I wasn't saying Condoleeza Rice SHOULD be Vice President. I predicted that Bush MIGHT tap her for the position if he doesn't tap Giuliani first. I'm not rooting for it; I think Bush might see it as politically to his advantage to have an African American woman on his ticket instead of Dick "Dial Tone" Cheney. Pure conjecture, and that's all.

For the record, I agree that she's painting the Dems and the GOP with too broad a brush in her explanation of why she's a Republican. On the other hand, I think it's a valid gripe in the particulars of her father's situation and one that obviously affected her family. Why is it silly for people to feel strogly about a group of people who wronged them? If you were in his position, woudn't you likely feel resentment to the Democratic party?

I know people who vote for modern Democrats because they thought the Kennedy/Johnson years were great for civil rights. I agree. But what does that have to do with Carter/Mondale/Dukakis/CLinton/Gore/Kerry? The assumprion that the party that ushered in the Civil Rights Act will always be champions of that cause is just a fallible as the assumption that the Republicans (since they fought to end slavery) always remained the champions of equality.

Al Franken likes to say tha he's a Democrat because his father told him that, as Jews, they had to be for Civil Rights. His father had been a Republican, but switched in the Kennedy/Johnson years. I understand why, but I also suspect that Franken is pretty solidly a Democrat, an dthat he would back a sorry Democrat over a solid Republican, even if that Republican had a good record on Civil Rights. And that seems stupid to me.

Double Dutchess,

Because I think it's a double standard. Rice makes a statement. You think she's being a hypocrite for working for Bush, whose father once opposed Civil Rights, while claiming that she resents the Democrats of the 50's for not letting her father register to vote. Ok, so maybe she's a hypocrite.

BUT

You followed that by saying it's stupid to let people's past mistakes influence current judgement. That doesn't follow. If your second statement is right, then for Rice to work for Bush isn't all that problematic. After all, she may be following the same advice. Perhaps she has forgiven Papa Bush for his past mistakes and has decided not to judge the Shrub for his father's errors. It might still be inconsistent for her to have forgiven Papa Bush and then continue to hold a grudge against the Democratic Party. But the fact of working for Bush would be unremarkable if she were an adherent of yours and Taz's opinion that to let past errors influence present decisions is silly.

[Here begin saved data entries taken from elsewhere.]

PR #602, opened 2026-07-31
HIP EP Enablement for MI350

penglu12-quark:
## Summary

Enablement of hip-ep on MI350X (gfx950 / CDNA4 / wave64)

- GQA softmax launches now take their block-size floor from the runtime wave size
  instead of a hard-coded 64, which restores the original block geometry on
  wave32.
- The protobuf `dllexport_decl` workaround is narrowed to a new
  `MORPHIZEN_PROTO_DLL_SPEC`, so it no longer strips the visibility attribute
  from morphizen's hand-written public API headers.

## Why

**Softmax block floor.** The wave64 port raised the softmax block-size floor to a
hard-coded 64 for a real reason: a 32-thread block is a partial wave on CDNA, and
the inactive upper lanes get folded into the `__shfl_xor` reduction. But the floor
is unconditional, so it also applies on RDNA, where it forces a second wave for
every row count <= 32 — the common decode shape — with nothing to show for it.
The floor needs to be the *device's* wave size, not the larger of the two.

`num_waves` has to be derived from that same value, because it sizes the dynamic
LDS fan-in buffer and must match what the kernel computes internally
(`blockDim.x / WAVE_SIZE`). Previously it used `HIPDNN_WAVE_SIZE`, which the host
pass hardcodes to 32, so on gfx950 that buffer was over-allocated by 2x.

**Wave-size probe caching.** The probe cached a single answer for the whole
process. A host can drive GPUs from different families at once (e.g. a gfx1151 APU
alongside a discrete card), where that cached answer gets applied to the wrong
device after `hipSetDevice`.

**Export macro over-reach.** protobuf v34 emits
`class <decl> [[gnu::warn_unused]] Name`, and GCC rejects a GNU `__attribute__`
placed before a C++11 `[[...]]` attribute, so the decoration has to be empty on
ELF. The previous fix achieved that by emptying `MORPHIZEN_DLL_SPEC` itself — but
that macro also decorates roughly thirty hand-written public API headers
(`graph.hpp`, `pass.hpp` and friends), not just generated code.

That is harmless today because nothing is built with `-fvisibility=hidden`, which
is exactly what makes it worth fixing now: it is a silent trap. If hidden
visibility ever reaches these targets, the public API stops being exported and the
only symptom is a link failure in a downstream consumer. Splitting the macro keeps
the workaround where it belongs and costs nothing.

## What

- `hip_arch_compat.h`: replace `hipdnn_device_is_wave64()` with
  `hipdnn_device_wave_size()` returning 32 or 64, cached per device ordinal (up to
  16) with an uncached probe beyond that. The cache array is zero-initialized so
  no thread-safe-statics guard is emitted, which matters because this header is
  compiled into bitcode with `-fPIC`. A failed query still yields the wave32
  default. `hipdnn_device_is_wave64()` is kept as a thin wrapper.
- `gqa_kernel.hip`: both softmax launchers (`launch_softmax_f32_to_out`,
  `hip_gqa_softmax_inplace`) seed `threads` and compute `num_waves` from
  `hipdnn_device_wave_size()`.
- `morphizen/export.h`: restore `MORPHIZEN_DLL_SPEC` to
  `__attribute__((visibility("default")))`; add `MORPHIZEN_PROTO_DLL_SPEC`, empty
  on ELF and `__declspec(dllexport)` on Windows.
- `morphizen-core/cmake/proto.cmake`, `morphizen-pattern/CMakeLists.txt`: pass
  `--cpp_out=dllexport_decl=MORPHIZEN_PROTO_DLL_SPEC` and define that macro on the
  generated sources instead. Windows behavior is unchanged.

## Test plan

Built and measured on an 8x MI350X host (gfx950, EPYC 9965, ROCm 7.2.0,
ONNX Runtime 1.25.1):

```bash
python build.py --build_dir /data/mm/onnxbuild/build_hipep \
  --install_dir /data/mm/onnxbuild/install_hipep --hip_arch gfx950 \
  --therock_dist /opt/rocm \
  --cmake_prefix_path /data/mm/onnxbuild/build/_deps/onnxruntime-src \
  --skip_submodule_sync --skip_wheel --skip_tests -j 384
```

Build is clean — no new warnings or errors.

**Artifact-level equivalence (gfx950).** The strongest evidence that this is inert
on CDNA:

| Artifact | Pre-fix vs post-fix |
|---|---|
| `libhipgpu.so` | byte-identical (same SHA-256) |
| `libcustom_kernels_gfx950.so` `.hip_fatbin` | byte-identical — device ISA unchanged |
| `libcustom_kernels_gfx950.so` (whole file) | differs only in host launcher code |

`libhipgpu.so` coming out bit-identical also validates the export split: every
morphizen TU and all six regenerated `.pb.cc` files recompiled against the new
header, and the link output did not change a byte. 2737 `morphizen` symbols remain
in `.dynsym` with `GLOBAL DEFAULT` binding.

**End-to-end sweep.** OGA `model_benchmark`, batch 1, generate 128, 1 warmup +
3 reps, via `run_sweep.sh`. See the Performance table below. Decode is flat within
1% and peak working set is identical everywhere.

**Interleaved A/B.** TTFT scatters in both directions across the sweep, so the
largest apparent gap (phi-4 L=128) was re-measured by swapping only
`libcustom_kernels_gfx950.so` and alternating arms A,B,A,B at 10 reps per launch:
pre averaged 48.5 ms (50.2 / 49.6 / 43.7 / 50.5), post averaged 46.0 ms
(45.0 / 44.4 / 48.5). The post-fix arm is marginally faster, so the sweep figure
was noise.

**Output correctness.** All six runs completed full 128-token generations with
coherent, on-topic text and no NaN/Inf tokens. Stricter text-equality is not
available on this harness: `gpt-oss-20b` has `do_sample: true, top_k: 50`, and even
greedy `phi-4` is not reproducible run-to-run because the wave64 INT4 prefill path
benchmarks hipBLASLt candidates and caches the winner, so a timing-dependent
algorithm choice shifts rounding. Two runs of the *same* pre-fix binary already
diverge. Against that floor the post-fix build reproduces two of three greedy runs
exactly against each baseline — the same rate the two baselines achieve against
each other.

**wave32 side.** Verified by building for gfx1100 and diffing the generated device
ISA against the pre-wave64-port revision (unchanged apart from the content-hash
symbol). Not runtime-tested — see Notes.

## Performance

Baseline is the pre-fix build measured on the same machine on the same day.

| Metric | Model | L | Before | After |
|---|---|---:|---:|---:|
| TTFT | phi-4 | 128 | 45.5 ms | 53.9 ms |
| TTFT | phi-4 | 512 | 173.6 ms | 141.7 ms |
| TTFT | phi-4 | 2048 | 550.1 ms | 622.8 ms |
| TTFT | gpt-oss-20b | 128 | 683.9 ms | 711.2 ms |
| TTFT | gpt-oss-20b | 512 | 2945 ms | 3007 ms |
| TTFT | gpt-oss-20b | 2048 | 11154 ms | 10923 ms |
| Decode | phi-4 | 128 | 54.0 tok/s | 54.1 tok/s |
| Decode | phi-4 | 512 | 106.5 tok/s | 107.9 tok/s |
| Decode | phi-4 | 2048 | 64.6 tok/s | 64.9 tok/s |
| Decode | gpt-oss-20b | 128 | 238.8 tok/s | 238.1 tok/s |
| Decode | gpt-oss-20b | 512 | 210.5 tok/s | 211.7 tok/s |
| Decode | gpt-oss-20b | 2048 | 107.2 tok/s | 110.4 tok/s |

TTFT moves in both directions and is within run-to-run variance: within-run stddev
on phi-4 TTFT is 3–5 ms at L=128 and 42–54 ms at L=2048. The interleaved A/B above
settles the one case that looked like a regression.

Hardware, workload, build configuration, and measurement method: 8x AMD Instinct
MI350X (gfx950, CDNA4, wave64), pinned to device 0, others idle; AMD EPYC
9965 192-core host; ROCm 7.2.0; ONNX Runtime 1.25.1; models phi-4 (14B dense) and
gpt-oss-20b (MoE), both INT4 RTN block-32; OGA `model_benchmark`, batch 1,
generate 128, 1 warmup + 3 measured reps; build command as above.

### DIFF
--- a/README.md
+++ b/README.md
@@ -25,6 +25,7 @@ The provider integrates with ONNX Runtime through the MorphiZen pass framework. 
 |---|---|
 | Build and run on Windows | [Windows quick start](docs/quick_start.md) |
 | Build on Linux, use Docker, or download a prebuilt package | [Linux quick start](docs/quick_start_linux.md) |
+| Run on AMD Instinct MI350X (gfx950, CDNA4) | [MI350X quick start](docs/quick_start_mi350.md) |
 | Understand artifact formats | [LLVM IR vs native artifacts](docs/native-vs-ir-comparison.md) |
 | Extend the pipeline with a plugin | [Plugin authoring guide](docs/plugin_authoring.md) |
 | Contribute to the project | [Contributing guide](CONTRIBUTING.md) |
--- a/docs/quick_start_linux.md
+++ b/docs/quick_start_linux.md
@@ -22,7 +22,9 @@ built from source, so the host needs no system LLVM. The cold from-source LLVM
 build is the long pole (multi-hour); it lands under `<workspace>/build/` and is
 reused across rebuilds.
 
-See [quick_start.md](quick_start.md) for the Windows flow.
+See [quick_start.md](quick_start.md) for the Windows flow. If your target is an
+**AMD Instinct MI350X** (`gfx950`, CDNA4), read this guide first and then
+[quick_start_mi350.md](quick_start_mi350.md), which covers what wave64 changes.
 
 ## Host prerequisites
 
--- a/docs/quick_start_mi350.md
+++ b/docs/quick_start_mi350.md
@@ -1,0 +1,254 @@
+<!--
+Copyright (C) 2026 Advanced Micro Devices, Inc. All rights reserved.
+Licensed under the MIT License.
+-->
+# Quick Start Guide (AMD Instinct MI350X / gfx950)
+
+This guide covers running hip-ep on **AMD Instinct MI350X** (`gfx950`, CDNA4).
+It is a **delta** on top of [quick_start_linux.md](quick_start_linux.md) — build
+entry paths, `$ROOT` setup, and the shared *Testing & Benchmarking* tooling are
+identical and are not repeated here. Read that guide first; come back here for
+what MI350X does differently.
+
+**Linux only.** MI350X is now only supported on the Linux platform.
+
+
+## Why MI350X needs its own notes
+
+The custom kernels were originally written for RDNA3/RDNA4 (`gfx11xx`/`gfx12xx`),
+which run **wave32** and expose the **WMMA** matrix intrinsics. CDNA4 is a
+different architecture family:
+
+| | RDNA3 / RDNA4 (e.g. gfx1151) | CDNA4 (gfx950 / MI350X) |
+|---|---|---|
+| Wavefront size | 32 | **64** |
+| Matrix intrinsics | WMMA (`__builtin_amdgcn_wmma_*`) | **MFMA** — no WMMA |
+| Mixed-sign dot4 | `__builtin_amdgcn_sudot4` | signed `__builtin_amdgcn_sdot4` only |
+
+The shared kernel sources compile for both families through
+[`lib/Runtime/Kernels/include/hip_arch_compat.h`](../lib/Runtime/Kernels/include/hip_arch_compat.h),
+which supplies a compile-time `HIPDNN_WAVE_SIZE` / `HIPDNN_HAS_WMMA` and a
+portable `hipdnn_sudot4()`. Host-side dispatch decisions are made at **runtime**
+from the device's `warpSize`, not from the architecture string, so the same
+binary behaves correctly on a mixed-GPU host.
+
+## Host prerequisites
+
+Same as the Linux guide, with these differences:
+
+| Tool | Purpose |
+|------|---------|
+| **AMD Instinct MI350X** + `/dev/kfd` + `/dev/dri/renderD*` | HIP runtime (replaces the gfx1151 requirement) |
+| **ROCm with hipBLASLt** | **Hard requirement** on MI350X — see [hipBLASLt is required](#hipblaslt-is-required) |
+| cmake ≥ 3.29, ninja, git, a C++ compiler, python3 | Native build path |
+| Docker 26+ | Docker build path (optional) |
+
+## Build
+
+**You must build from source.** The published `linux-gpu-test-package` is built
+for `gfx1151` only (`HIP_ARCHITECTURES: gfx1151` in
+[`.github/workflows/linux-build.yml`](../.github/workflows/linux-build.yml)), so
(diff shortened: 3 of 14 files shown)


amd-yanjunz:

- PR: ROCm/hip-ep#602
- Source comment: [models=all](https://github.com/ROCm/hip-ep/pull/602#issuecomment-5187973830)
- MODELZOO: LLM_ROCm_dynamic
- TEST_MODELS: (all)
- FORBID_MODELS: (none)
- NODE: (GenAI job default)
- CI_OPTIONS: (none)
- Jenkins build: http://xsjvitisaijenkins:8080/job/daily_hip_ep_genai/41/
- NTS report: http://xsjnts.xilinx.com/ROCm/hipdnn-detail?database=development&collection=daily_hip_ep_genai&id=6a7308cb456e99798cb9cbb4

amd-yanjunz:

- PR: ROCm/hip-ep#602
- Source comment: [models=all](https://github.com/ROCm/hip-ep/pull/602#issuecomment-5190180742)
- MODELZOO: LLM_ROCm_dynamic
- TEST_MODELS: (all)
- FORBID_MODELS: (none)
- NODE: (GenAI job default)
- CI_OPTIONS: (none)
- Jenkins build: http://xsjvitisaijenkins:8080/job/daily_hip_ep_genai/43/
- NTS report: http://xsjnts.xilinx.com/ROCm/hipdnn-detail?database=development&collection=daily_hip_ep_genai&id=6a733ead9ba00eb270b9cbc2

amd-mingw:
perf compare: http://xsjnts.xilinx.com/ROCm/compare?base_url=http%3A%2F%2Fxsjvitisaijenkins%3A8080%2Fjob%2Fdaily_hip_ep_genai%2F28%2F&base_job=&base=&curr_url=http%3A%2F%2Fxsjnts.xilinx.com%2FROCm%2Fhipdnn-detail%3Fdatabase%3Ddevelopment%26collection%3Ddaily_hip_ep_genai%26id%3D6a745a33185f0453e6181677&curr_job=&curr=

amd-mingw (approved):
LGTM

The thing is, your stone-throwing at Papa Bush is cut from the same cloth as her stone-throwing at the Democrats of the 50s. He went on to say in public that that vote was the biggest mistake he ever made as a congressman, and he apologized for it. Maybe that's good enough, and maybe it's not. But Rice wasn't working for Papa. She works for Junior. So even if Senior is forever a bastard for voting against the Civil Rights Act, that has NO BEARING on Rice working for W. I happen to agree that her statement is illogical. I also think criticizing her for working for the son of a guy who used to be on the wrong side of the same issue is just as illogical.

So that's a double standard in my book.

And you shouldn't take my comments any more personally than anyone should take yours. If you make an argument that someone's statement is "stupid shit," don't be mad when someone who may disagree with you uses the same terms.